ATAC frames the offline RL challenge as a two-player Stackelberg game, where the leader, the policy actor, attempts to maximize its performance, while the follower, an adversarially trained value critic, identifies scenarios where the actor's policy may underperform against the behavior policy. The adversarial component is grounded in ensuring BeLLMan-consistent pessimism, and involves the critic challenging the actor by highlighting potential weaknesses under data-consistent conditions.

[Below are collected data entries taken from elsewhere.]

PR #880, opened 2020-07-10
Fix select config bug

karaggeorge:
Fixes a small bug where if the current value is not in the available options, it'll show an ugly react error. This way, it'll default to the first option.

This happens semi-often in a new plugin I'm working on. Only reason I came across it

Also it adds permissions and string for accessing the camera, also needed for the same plugin. Followed the same generic message type as apps like iTerm use.


karaggeorge:
@sindresorhus This is pretty small. Can we get this in as well? It'll allow me to test the whole camera permissions issue with the signed/notarized app

PR #892, opened 2020-07-10
Add sentry releases

karaggeorge:
Adds sentry releases. This should help us get better view into what commit fixed/caused issues.

Releases will be in the format of `kap@3.2.0`

Required env vars have been added to CircleCI, but I haven't tested it. I might run it a few times to make sure it works

### DIFF
--- a/.circleci/config.yml
+++ b/.circleci/config.yml
@@ -13,14 +13,14 @@ jobs:
           path: dist/Kap.dmg
   sentry-release:
     docker:
-      - image: circleci/node:4.8.2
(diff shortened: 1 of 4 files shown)


karaggeorge:
From what I understand as long as the release we pass to Sentry.init and the one we use in the build match, Sentry will be able to associate any issues with that along with the commits it gets from the build step. I haven't set this up before, so if something doesn't work we can fix in future releases

sindresorhus:
Looks good code-wise. I haven't tested this though.

PR #199, opened 2024-04-04
feat(on-premises): set nodes roles with the node pool name

ralgozino:
Use the node pool name defined in the furyctl.yaml as the well-knonw label used to define the "role" by kubectl.

Only for nodes that are not the control-plane because the control-plane role is set by kubeadm.

This will be executed as part of the Kubernetes phase and after the creation of the cluster.


nutellinoit (approved):
LGTM!

PR #202, opened 2024-04-04
feat(templates/monitoring): use kubeadm-sm for on-prem

ralgozino:
use kubeadm-sm instead of eks-sm when kind is OnPremises.

Note: we don't access (yet) to the `.kind` key of the configuration file from the templates, so we use `common.provider` instead. This is set to "eks" when the kind is EKSCluster.


nutellinoit (approved):
LGTM!

PR #203, opened 2024-04-04
fix(templates/ingress): always apply nodeSelector and Tolerations for certmanager

ralgozino:
certmanager is always installed as a dependency of the distribution, so we always apply nodeSelectors and Tolerations to certmanager instead of checking if ingress.tls.type is certmanager.


nutellinoit (approved):
LGTM!

PR #204, opened 2024-04-04
fix(templates/monitoring): add nodeSelectors and Tolerations to mimir

ralgozino:
Add missing nodeSelector and Tolerations to mimir, so it is deployed in the desired nodes like the rest of the infra components.


nutellinoit (approved):
LGTM!

PR #205, opened 2024-04-10
fix(template/distribution/monitoring/mimir): set max_global_series_per_user to unlimited

ralgozino:
Mimir limits by default the amount of time series a user can push to 150000 to protect from a single user DoSing the service.

In our installation, we have just one "fury" user, used by Prometheus to push all the time series to Mimir. So, as a maximum we will push all the time series available in Prometheus, making it a practical limit.

In a "small" KFD installation (without all the modules) we are already very close to or over the default 150000 limit.


nutellinoit (approved):
LGTM!

Al-Pragliola (approved):

PR #212, opened 2024-04-23
Feat: release 1.29.0

nutellinoit:
As per title, this PR adds the support for the new 1.29 version


kfd.yaml
Al-Pragliola, line 1: version: v1.28.0 -> version: v1.29.0

Al-Pragliola (changes requested):

ralgozino (changes requested):
what Alessio said. The rest is looking good

kfd.yaml
nutellinoit: fix'd

ralgozino (approved):

PR #214, opened 2024-04-30
fix(templates/auth): make websockets work with Pomerium

ralgozino:
Add needed configuration to Pomerium policy so websockets in Grafana and Minio ingresses work.


ralgozino:
Marking as draft until we confirm that this is not an issue with my test environment and is a general problem

ralgozino:
we confirmed with @smerlos that the issue is present and that this fix works as expected

nutellinoit (approved):
LGTM!

PR #215, opened 2024-04-30
fix(templates/pomerium): disable Pomerium debug logs

ralgozino:
set log level to info in pomerium instead of debug. Debug logs should not be enabled by default.


nutellinoit (approved):
LGTM!

PR #223, opened 2024-06-07
Add Forecastle groups in ingress with SSO enabled

sbruzzese902:
Hello guys 👋 
This proposal aims to add the annotation `forecastle.stakater.com/group` to ingresses when we use Pomerium.

In this way we can have a web view similar to this one, even if all ingresses are in the same namespace.
Screenshot 2024-06-07 at 11 38 19

I hope you like it 😄


ralgozino:
Hi Simo! I like the idea, but what is the difference with the current grouping by Namespace? For you specific example it does not change much does it?

nutellinoit:
Using Pomerium, all the ingresses are under "pomerium" namespace, this change make them under a logic group instead of an "hard" one, I think

sbruzzese902:
Exactly, @nutellinoit 😄

ralgozino:
riiight, I forgot about that <3

nutellinoit (approved):
To be tested after merge

PR #230, opened 2024-07-04
feature(networking): add internal Hubble ingress

ralgozino:
- add ingress manifests for Hubble UI behind pomerium when auth is enabled
- update networking schema to allow overriding defaults
- update schemas documentation
- update go-models
Note: this does not update EKS schema because cilium is not an option there.

fixes https://github.com/sighupio/fury-kubernetes-networking/issues/81


nutellinoit (approved):
To be tested after merge

PR #231, opened 2024-07-05
feat: make schema docs generated

Al-Pragliola:


Al-Pragliola:
> LGTM ❤️
> 
> How do you imagine the workflow with this? I'm thinking somethig like:
> 
> * Each PR updates the schema(s) file(s) only (if the PR is changing something in the schema)
> * The PR gets merged into `main`
> * Before doing the release of a new version of the distro, somebody runs the `md-gen` tool and updates the docs, maybe with another PR.

yep, it's exactly as I imagine the new workflow, if we want we can also enforce it with linting in CI when releasing (doing a diff of the md-gen and the actual schema docs)

alessiodionisi (approved):

PR #232, opened 2024-07-08
feature(onpremises): support containerd mirrors

ralgozino:
this patch makes the containerd configuration template more flexible to support configuring registry mirrors without needing to set also the authentication, auth details where previously always required otherwise the templating would fail.

> [!NOTE]
> This PR needs a fix to the on-prem installer included in this another PR:
> - https://github.com/sighupio/fury-kubernetes-on-premises/pull/87


nutellinoit (approved):
to be tested after merge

Key features of the proposed approach include:

  • Relative Pessimism: Instead of optimizing the absolute performance of the policy, ATAC focuses on maximizing the relative advantage over the behavior policy. This design choice guarantees that the learned policy will not perform worse than the behavior policy across a broad range of scenarios.
  • Two-Timescale Optimization: The practical implementation involves a two-timescale optimization process, balancing between fast updates to the critic and slower, more considered updates to the actor. This setup helps stabilize learning by aligning the adversarial game dynamics.
  • Function Approximation: Theoretical guarantees of ATAC are provided under general function approximation, making it applicable to complex environments with nonlinear dynamics.

Results

The efficacy of ATAC is demonstrated by rigorous evaluation against state-of-the-art offline RL algorithms using the D4RL benchmark, focusing on continuous control tasks. Notably, ATAC consistently outperformed contemporary methods, underscoring its robustness and effectiveness. ATAC's performance is attributed to its strategic use of pessimism and game-theoretic training structure which better captures the intricacies of offline RL environments.

Implications

The theoretical underpinnings of ATAC suggest significant implications for advancing the reliability and performance of offline RL under real-world constraints where data scarcity is a major issue. The algorithm's adaptability and robust policy improvement properties make it notably suited for applications demanding high safety standards, like medical treatment planning and autonomous vehicle navigation.

Future Directions

The framework of ATAC opens several avenues for future research:

  • Scalability and Efficiency: Further exploration into scaling the algorithm for even broader function classes and more complex domains could enhance applicability.
  • Integration with Model-Based Methods: Combining ATAC's relative pessimism approach with model-based RL strategies might yield more sample-efficient algorithms.
  • Adapting to Different Optimizers: Investigating alternative optimization techniques within ATAC's framework could potentially improve convergence rates and performance stability.

In conclusion, the paper provides a significant contribution to offline RL by advancing a theoretically sound, empirically validated method that emphasizes safety and robustness in policy learning without excessive reliance on exhaustive data coverage.